Segment Start: Dataset records

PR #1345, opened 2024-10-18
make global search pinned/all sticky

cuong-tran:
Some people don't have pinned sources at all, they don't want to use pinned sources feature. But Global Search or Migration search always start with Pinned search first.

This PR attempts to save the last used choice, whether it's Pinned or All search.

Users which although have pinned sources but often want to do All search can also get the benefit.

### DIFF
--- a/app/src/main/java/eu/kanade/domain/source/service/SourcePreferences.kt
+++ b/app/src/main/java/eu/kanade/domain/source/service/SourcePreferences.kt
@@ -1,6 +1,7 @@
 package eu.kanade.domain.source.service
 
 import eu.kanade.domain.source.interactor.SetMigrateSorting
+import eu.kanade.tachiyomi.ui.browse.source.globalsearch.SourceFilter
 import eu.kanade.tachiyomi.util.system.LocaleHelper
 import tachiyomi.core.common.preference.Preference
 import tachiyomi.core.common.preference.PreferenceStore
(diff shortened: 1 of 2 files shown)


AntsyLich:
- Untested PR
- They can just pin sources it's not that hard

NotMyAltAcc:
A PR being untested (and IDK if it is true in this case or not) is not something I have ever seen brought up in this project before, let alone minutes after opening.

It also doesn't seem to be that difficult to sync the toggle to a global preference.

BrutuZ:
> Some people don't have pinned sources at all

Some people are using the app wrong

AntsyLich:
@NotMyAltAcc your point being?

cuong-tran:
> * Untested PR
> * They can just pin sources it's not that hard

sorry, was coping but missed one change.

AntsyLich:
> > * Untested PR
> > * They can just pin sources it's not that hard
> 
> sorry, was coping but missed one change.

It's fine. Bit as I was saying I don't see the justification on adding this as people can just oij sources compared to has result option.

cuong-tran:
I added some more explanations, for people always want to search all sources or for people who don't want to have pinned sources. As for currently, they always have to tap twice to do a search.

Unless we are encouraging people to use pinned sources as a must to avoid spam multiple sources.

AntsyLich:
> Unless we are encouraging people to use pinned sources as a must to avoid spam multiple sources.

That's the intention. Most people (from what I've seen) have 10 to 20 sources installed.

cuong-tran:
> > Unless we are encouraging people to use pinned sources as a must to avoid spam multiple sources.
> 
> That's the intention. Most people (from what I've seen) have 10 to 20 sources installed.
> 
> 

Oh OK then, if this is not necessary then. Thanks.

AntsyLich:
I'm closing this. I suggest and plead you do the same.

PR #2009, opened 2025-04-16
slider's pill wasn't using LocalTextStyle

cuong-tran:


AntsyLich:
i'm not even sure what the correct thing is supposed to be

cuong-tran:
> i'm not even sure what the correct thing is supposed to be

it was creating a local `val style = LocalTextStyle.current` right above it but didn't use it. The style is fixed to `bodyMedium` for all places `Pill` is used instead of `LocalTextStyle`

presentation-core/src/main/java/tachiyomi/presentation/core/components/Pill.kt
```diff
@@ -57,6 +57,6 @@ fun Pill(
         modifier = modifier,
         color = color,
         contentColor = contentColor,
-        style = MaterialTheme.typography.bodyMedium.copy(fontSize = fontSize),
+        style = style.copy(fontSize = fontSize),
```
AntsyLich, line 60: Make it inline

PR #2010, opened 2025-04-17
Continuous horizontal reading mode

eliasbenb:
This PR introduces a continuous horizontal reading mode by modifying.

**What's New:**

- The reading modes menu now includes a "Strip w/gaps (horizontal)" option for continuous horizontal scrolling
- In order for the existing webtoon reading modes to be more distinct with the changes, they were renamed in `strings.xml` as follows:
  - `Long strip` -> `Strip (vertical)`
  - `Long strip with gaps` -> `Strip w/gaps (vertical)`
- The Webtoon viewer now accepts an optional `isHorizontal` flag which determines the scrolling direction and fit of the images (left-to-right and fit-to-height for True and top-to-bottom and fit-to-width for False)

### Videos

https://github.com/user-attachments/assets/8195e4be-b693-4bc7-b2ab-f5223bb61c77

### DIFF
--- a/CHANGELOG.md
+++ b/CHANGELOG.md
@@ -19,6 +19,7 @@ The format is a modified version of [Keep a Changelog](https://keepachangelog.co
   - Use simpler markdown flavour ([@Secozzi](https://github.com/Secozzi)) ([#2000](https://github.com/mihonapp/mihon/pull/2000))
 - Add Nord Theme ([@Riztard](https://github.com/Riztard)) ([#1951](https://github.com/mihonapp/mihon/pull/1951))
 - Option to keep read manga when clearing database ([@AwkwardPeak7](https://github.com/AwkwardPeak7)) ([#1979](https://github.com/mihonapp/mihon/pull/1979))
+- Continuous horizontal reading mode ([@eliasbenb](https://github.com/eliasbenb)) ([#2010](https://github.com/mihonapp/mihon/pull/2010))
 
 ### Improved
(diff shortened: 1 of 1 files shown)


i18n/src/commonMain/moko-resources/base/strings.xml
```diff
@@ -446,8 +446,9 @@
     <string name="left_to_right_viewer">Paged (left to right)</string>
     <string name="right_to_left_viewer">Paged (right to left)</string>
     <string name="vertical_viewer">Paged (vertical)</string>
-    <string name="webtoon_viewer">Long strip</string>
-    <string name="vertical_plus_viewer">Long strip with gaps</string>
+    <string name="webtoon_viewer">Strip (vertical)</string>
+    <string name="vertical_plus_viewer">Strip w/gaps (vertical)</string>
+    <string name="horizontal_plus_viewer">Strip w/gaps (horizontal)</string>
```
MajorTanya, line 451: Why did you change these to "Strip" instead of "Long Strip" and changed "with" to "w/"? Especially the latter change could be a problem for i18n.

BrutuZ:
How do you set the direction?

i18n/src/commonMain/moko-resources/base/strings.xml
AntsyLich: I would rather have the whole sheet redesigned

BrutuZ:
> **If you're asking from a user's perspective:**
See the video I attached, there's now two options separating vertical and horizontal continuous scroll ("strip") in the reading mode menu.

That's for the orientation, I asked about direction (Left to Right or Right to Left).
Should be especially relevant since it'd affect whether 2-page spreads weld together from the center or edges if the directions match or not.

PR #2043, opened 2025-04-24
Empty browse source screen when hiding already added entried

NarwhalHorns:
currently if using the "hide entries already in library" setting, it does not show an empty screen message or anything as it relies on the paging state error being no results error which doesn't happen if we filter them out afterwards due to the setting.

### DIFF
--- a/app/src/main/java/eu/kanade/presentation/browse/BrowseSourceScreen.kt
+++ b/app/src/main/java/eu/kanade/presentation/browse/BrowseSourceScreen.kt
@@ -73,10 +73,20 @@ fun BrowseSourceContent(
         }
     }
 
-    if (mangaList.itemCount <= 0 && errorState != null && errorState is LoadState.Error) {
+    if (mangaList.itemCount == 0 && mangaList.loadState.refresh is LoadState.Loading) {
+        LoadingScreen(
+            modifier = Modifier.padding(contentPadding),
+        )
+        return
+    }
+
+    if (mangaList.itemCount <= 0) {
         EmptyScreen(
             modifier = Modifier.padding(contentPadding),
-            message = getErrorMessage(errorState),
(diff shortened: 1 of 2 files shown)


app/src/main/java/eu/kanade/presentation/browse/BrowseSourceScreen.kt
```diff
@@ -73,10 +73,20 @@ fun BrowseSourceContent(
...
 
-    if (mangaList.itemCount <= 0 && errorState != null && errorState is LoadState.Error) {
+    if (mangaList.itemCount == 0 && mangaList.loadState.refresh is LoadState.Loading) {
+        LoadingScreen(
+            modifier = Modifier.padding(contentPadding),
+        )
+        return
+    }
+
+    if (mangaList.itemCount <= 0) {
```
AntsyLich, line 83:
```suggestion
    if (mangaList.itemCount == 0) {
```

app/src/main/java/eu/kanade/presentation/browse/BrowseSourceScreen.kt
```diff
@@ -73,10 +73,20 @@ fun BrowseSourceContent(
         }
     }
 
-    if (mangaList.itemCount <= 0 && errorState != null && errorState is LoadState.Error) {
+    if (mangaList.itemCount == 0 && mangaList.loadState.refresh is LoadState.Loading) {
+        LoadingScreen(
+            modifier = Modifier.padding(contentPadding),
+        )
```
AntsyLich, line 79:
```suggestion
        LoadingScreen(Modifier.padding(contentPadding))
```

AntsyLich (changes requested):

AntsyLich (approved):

Segment End: Dataset records

→ **What is needed**:
Wherever the string "with" appears in the entries, copy that line.

→ **Output of the task**:
Some people don't have pinned sources at all, they don't want to use pinned sources feature. But Global Search or Migration search always start with Pinned search first.
- In order for the existing webtoon reading modes to be more distinct with the changes, they were renamed in `strings.xml` as follows:
  - `Long strip with gaps` -> `Strip w/gaps (vertical)`
-    <string name="vertical_plus_viewer">Long strip with gaps</string>
MajorTanya, line 451: Why did you change these to "Strip" instead of "Long Strip" and changed "with" to "w/"? Especially the latter change could be a problem for i18n.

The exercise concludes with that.